WORK REQUEST. Below are records; copy every line in them that holds the word "concept".

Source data
PR #46, opened 2017-07-26
Mount config and use debian based image

solsson:
We're adding ever more `--override` commands, as seen in for example https://github.com/Yolean/kubernetes-kafka/issues/13#issuecomment-317749903. #41 will require some amazing bash one-line stuff, or that we use a script to modify the properties file. To keep options open here I'm (re-)introducing a ConfigMap for Kafka server start.

With this change we have to reflect on the assumptions we make about the Kafka image. Choice of shell and paths affect Kubernetes manifests. Choice of base image (contestant are Debian and Alpine) profoundly affects how the projects matures WRT for example resource limits. Maturity with Alpine would mean we risk lots if regressions if we switch. Thus I wanted to do some image work, as motivated https://github.com/solsson/dockerfiles/pull/5.

I'm still hesitant about https://github.com/solsson/dockerfiles/pull/10. The image will be a leaky abstraction anyway, and drop-in replacements are unlikely for the same reason as above of maturing.

### DIFF
--- a/10broker-config.yml
+++ b/10broker-config.yml
@@ -4,6 +4,13 @@ metadata:
   namespace: kafka
 apiVersion: v1
 data:
+  init.sh: |-
+    #!/bin/bash
+    set -x
+
+    export KAFKA_BROKER_ID=${HOSTNAME##*-}
+    sed -i "s/\${KAFKA_BROKER_ID}/$KAFKA_BROKER_ID/" /etc/kafka/server.properties
+
   server.properties: |-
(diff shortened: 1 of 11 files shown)


solsson:
Learned that Debian's default shell has the same gotcha, when used as entrypoint, as Alpine's: https://github.com/Yolean/kubernetes-kafka/pull/46/commits/a2d324d509d7041642123f22b589ad4925ea1199.

Anyway with the init container concept we don't need a wrapping shell anymore.

PR #49, opened 2017-07-28
Addon: expose /metrics endpoints for Prometheus

solsson:
Good fit with https://github.com/Yolean/kubernetes-monitoring.

TODO recommend a Grafana dashboard json


solsson:
Based on the observation that the test pod in https://github.com/Yolean/kubernetes-kafka/blob/addon-metrics/test/jmx-selftest.yml takes 40 - 100 MB I've tried to fit all `metrics` containers in a 100 MB `resources` `limit`. The problem is that the JVM will have to be restricted to such a limit, or it will have spikes that cause pod restarts. I think that the current 64 MB for app and 32 MB for "metaspace" avoids such restarts while keeping scrapes almost as performant as without resource limits.

solsson:
Poor results in GKE, getting pod restarts at least once per five minutes: 
```
    Command:
      java
      -Xmx64M
      -XX:MaxMetaspaceSize=32m
      -jar
      jmx_prometheus_httpserver.jar
      5556
      example_configs/kafka-prometheus-monitoring.yml
    State:		Running
      Started:		Mon, 31 Jul 2017 21:36:37 +0200
    Last State:		Terminated
      Reason:		OOMKilled
      Exit Code:	137
```

yacut:
@solsson I had the same problem with kafka metrics.

1) [the metrics](https://github.com/solsson/dockerfiles/blob/de22fbe17439c1f6d53ca6f03ac01eb67cc8bbe5/prometheus-jmx-exporter/Dockerfile#L38) are too big for small server (especially if you have many topics/partitions and exports all java lang metrics) That was the reason of an error ` java.lang.OutOfMemoryError: GC Overhead Limit Exceeded`.  I have reduced the metrics for kafka to:

```yaml
lowercaseOutputName: true
jmxUrl: service:jmx:rmi:///jndi/rmi://127.0.0.1:5555/jmxrmi
rules:
  - pattern : kafka.server<type=ReplicaFetcherManager, name=MaxLag, clientId=(.+)><>Value
  - pattern : kafka.server<type=BrokerTopicMetrics, name=(.+), topic=(.+)><>OneMinuteRate
  - pattern : kafka.server<type=KafkaRequestHandlerPool, name=RequestHandlerAvgIdlePercent><>OneMinuteRate
  - pattern : kafka.server<type=Produce><>queue-size
  - pattern : kafka.server<type=ReplicaManager, name=(.+)><>(Value|OneMinuteRate)
  - pattern : kafka.server<type=controller-channel-metrics, broker-id=(.+)><>(.*)
  - pattern : kafka.server<type=socket-server-metrics, networkProcessor=(.+)><>(.*)
  - pattern : kafka.server<type=Fetch><>queue-size
  - pattern : kafka.server<type=SessionExpireListener, name=(.+)><>OneMinuteRate
  - pattern : java.lang<type=OperatingSystem><>SystemCpuLoad
  - pattern : java.lang<type=Memory><HeapMemoryUsage>used
  - pattern : java.lang<type=OperatingSystem><>FreePhysicalMemorySize

```

2) jmx exporter ist very slow. **It does not matter how many memory or cpu has the server**. So the solution is increase timeouts for prometheus and kubernetes.

prometheus global config:
```
global:
  scrape_interval: 30s
  scrape_timeout: 30s
  evaluation_interval: 30s
```

k8s container live probe:
```yaml
        livenessProbe:
            httpGet:
              path: /metrics
              port: 8080
            initialDelaySeconds: 60
            periodSeconds: 60
            timeoutSeconds: 60
            successThreshold: 1
            failureThreshold: 3
```

Enjoy :)

solsson:
@yacut Thanks for the feedback. I noticed the default export just included everything, so I'll update the exporter config for brokers to your suggestion.

I'm surprised about the performance issue though. I the tests I ran, 3 seconds were sufficient according to https://github.com/Yolean/kubernetes-kafka/blob/addon-metrics/test/metrics.yml#L80.

yacut:
@solsson I'm surprised too.

There are some issue about it:
- https://github.com/prometheus/jmx_exporter/issues/175
- https://github.com/prometheus/jmx_exporter/issues/23

I'm not an expert, but I guess the bigger kafka cluster (brokers/topics/partitions/messages rate) the slower the responses. With our cluster size the responses are ~ 15-35 seconds 😟

solsson:
Thanks for the background. This looks like a weakness with jmx_exporter. Before we dig deep here it could be worth investigating if there's other ways to get Prometheus compliant metrics out of Kafka.

yacut:
There are not much exporters for kafka: https://prometheus.io/docs/instrumenting/exporters/

For me the important metrics are:
- brokers live cycle (up/down/replica), that only jmx exporter can
- message rate per topic, that also can only jmx exporter
- consumer group lag, two exporters can do that
- free disk space in volume, no exporter for that,  only with k8s v1.8 possible with node exporter ;(
- maybe also java cpu and heap, again jmx exporter

If you find another exporter, it would be great, but at the moment we have no choice...

yacut:
@solsson Performance improved from `~35-40` seconds to `~5-8` seconds per request by adding the settings **ssl** and **whitelistObjectNames**:

```yaml
lowercaseOutputName: true
jmxUrl: service:jmx:rmi:///jndi/rmi://127.0.0.1:5555/jmxrmi
ssl: false
whitelistObjectNames: ["kafka.server:*","java.lang:*"]
rules:
  - pattern : kafka.server<type=ReplicaFetcherManager, name=MaxLag, clientId=(.+)><>Value
  - pattern : kafka.server<type=BrokerTopicMetrics, name=(.+), topic=(.+)><>OneMinuteRate
  - pattern : kafka.server<type=KafkaRequestHandlerPool, name=RequestHandlerAvgIdlePercent><>OneMinuteRate
  - pattern : kafka.server<type=Produce><>queue-size
  - pattern : kafka.server<type=ReplicaManager, name=(.+)><>(Value|OneMinuteRate)
  - pattern : kafka.server<type=controller-channel-metrics, broker-id=(.+)><>(.*)
  - pattern : kafka.server<type=socket-server-metrics, networkProcessor=(.+)><>(.*)
  - pattern : kafka.server<type=Fetch><>queue-size
  - pattern : kafka.server<type=SessionExpireListener, name=(.+)><>OneMinuteRate
  - pattern : java.lang<type=OperatingSystem><>SystemCpuLoad
  - pattern : java.lang<type=Memory><HeapMemoryUsage>used
  - pattern : java.lang<type=OperatingSystem><>FreePhysicalMemorySize
```

solsson:
@yacut great find. Does the branch [metrics-improve-scrape-times](https://github.com/Yolean/kubernetes-kafka/compare/addon-metrics...metrics-improve-scrape-times?expand=1) correspond to your config? It get speedy scrapes with it, and it contains the metrics I've looked for except `jmx_scrape_duration_seconds`.

Have you had a look at the scrape config for zookeeper? I failed completely to extract meaningful metrics in #61.

> k8s container live probe:

I assume this is for the metrics container, but I don't understand port 8080. Do you think it's worth the extra jmx runs to have this kind of liveness probe, given performance is an issue already?

yacut:
@solsson Basically yes, but I don't think that `(.+)` pattern is good for jmx exporter performance. I use it only if necessary, e.g. for topics:

```yaml
  - pattern : kafka.server<type=ReplicaManager, name=(PartitionCount|UnderReplicatedPartitions)><>Value
  - pattern : kafka.server<type=BrokerTopicMetrics, name=(BytesInPerSec|BytesOutPerSec|MessagesInPerSec), topic=(.+)><>OneMinuteRate
```
I believe k8s container live probe is important because if the jmx exporter can't response anymore than it's useless for me. Every minute live probe should not be a problem if you use whitelist and only metrics that important to you.

In my humble opinion, for zookeeper the following metrics are important:

- Alive connection: shows number of brokers that joined to cluster
- Packets Sent Rate: shows that all zookeepers are working and who is the leader right now
- Quorum Size: shows us that all zookeepers understand the cluster role and member id

solsson:
> I believe the k8s container live probe is important because if the jmx exporter can't response anymore than it's useless.

Suggested a liveness probe in e4fadac

solsson:
Confluent's release post for [1.0.0](https://www.confluent.io/blog/apache-kafka-goes-1-0/) mentions changes to metrics. Most of it, according to the [release notes](https://dist.apache.org/repos/dist/release/kafka/1.0.0/RELEASE_NOTES.html) is in Connect. For Kafka I found https://issues.apache.org/jira/browse/KAFKA-5341.

solsson:
This is a great addition, but with + 100M-150M memory per pod (+800M with the default scale) I'm a bit hesitant to merge. Will test more in #84.

solsson:
I had always started from the sample exporter yaml for kafka, but it's much more enlightening to do as in [metrics-experiment](https://github.com/Yolean/kubernetes-kafka/compare/kubernetes-1.8-test...metrics-experiment?expand=1) -- export everything.

To inspect the result I'm using:
```bash
kubectl -n kafka port-forward kafka-0 5556:5556 &
time curl -o "tmp-metrics-kafka-0-$(date +%FT%H%M%S).txt" -f -s http://localhost:5556/metrics
kill %%
```

PR #50, opened 2017-07-28
Addon: storage classes for dynamically provisioned volumes

solsson:
Lets you chose storage type


solsson:
With Kubernets 1.8 we should set `Retain` as default. See #57.

PR #51, opened 2017-07-28
Automate in-cluster tests

solsson:
I've been uncomfortable with the manual nature of the `./test` resources, and over a coffee and [budapestrulle](https://sv.wikipedia.org/wiki/Budapestbakelse) I thought of a Kubernets-native automation concept. Must be composable so that [addon](https://github.com/Yolean/kubernetes-kafka/labels/addon)s can include tests in an aggregated report.

This will conclude the #30 PR (the "test for open issues" part) and let us confidently merge to master.


solsson:
What a boost to test authoring, believe it or not: bash scripts in config maps.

YOUR RESPONSE.
Anyway with the init container concept we don't need a wrapping shell anymore.
I've been uncomfortable with the manual nature of the `./test` resources, and over a coffee and [budapestrulle](https://sv.wikipedia.org/wiki/Budapestbakelse) I thought of a Kubernets-native automation concept. Must be composable so that [addon](https://github.com/Yolean/kubernetes-kafka/labels/addon)s can include tests in an aggregated report.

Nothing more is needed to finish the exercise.